If requested to do so by the Company, each Investor shall execute
an underwriter's letter in the customary form prior to the
registration of the Company's initial public offering.

  Notwithstanding the foregoing, the obligations described in
this Section 5.3 shall not apply to a registration relating
solely to employee benefit plans on Form S-l or Form S-8 or
similar forms which may be promulgated in the future, or a
registration relating solely to a Commission Rule 145 transaction
on Form S-14 or Form S-15 or similar forms which may be
promulgated in the future.

  5.4 Assignability.  This Warrant may not be transferred or
assigned, in whole or in part, by Holder except where Holder has
provided the Company with written notice of its intent to assign
or transfer the Warrant and the Company has consented to such
assignment or transfer in writing.

 6. Warrant Register.  This Warrant is transferable only upon the
books of the Company which it shall cause to be maintained for
such purpose.  The Company may treat the registered holder of
this Warrant as he, she or it appears on the Company's books at
any time as the Holder for all purposes; provided, however, that
upon receipt of notice of an assignment pursuant to Section 5.4,
the Company shall revise its books to reflect such new holder(s).
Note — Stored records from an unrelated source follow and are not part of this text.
PR #1886, opened 2025-08-25
[API] Extend swagger file

### LINKED ISSUE #1884: [admin-api] Design API and document in Swagger the definition for the list files in a dataset API extension
Extend the swagger with a parameter for only specifying a specific dataset when listing files from a user.

jbygdell:
## Related issue(s) and PR(s)
This PR closes #1884.

## Description
Extend the swagger file with the query parameter for the file listing endpoint. Keeping in mind that  this addition should be project agnostic.

### DIFF
--- a/sda/cmd/api/swagger_v1.yml
+++ b/sda/cmd/api/swagger_v1.yml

 7. Loss, Etc., of Warrant.  Upon receipt of evidence
satisfactory to the Company of the loss, theft, destruction or
mutilation of this Warrant, and of indemnity reasonably
satisfactory to the Company, if lost, stolen or destroyed, and
upon surrender and cancellation of this Warrant if mutilated, and
upon reimbursement of the Company's reasonable incidental
expenses, the Company shall execute and deliver to the Holder a
new Warrant of like date, tenor and denomination.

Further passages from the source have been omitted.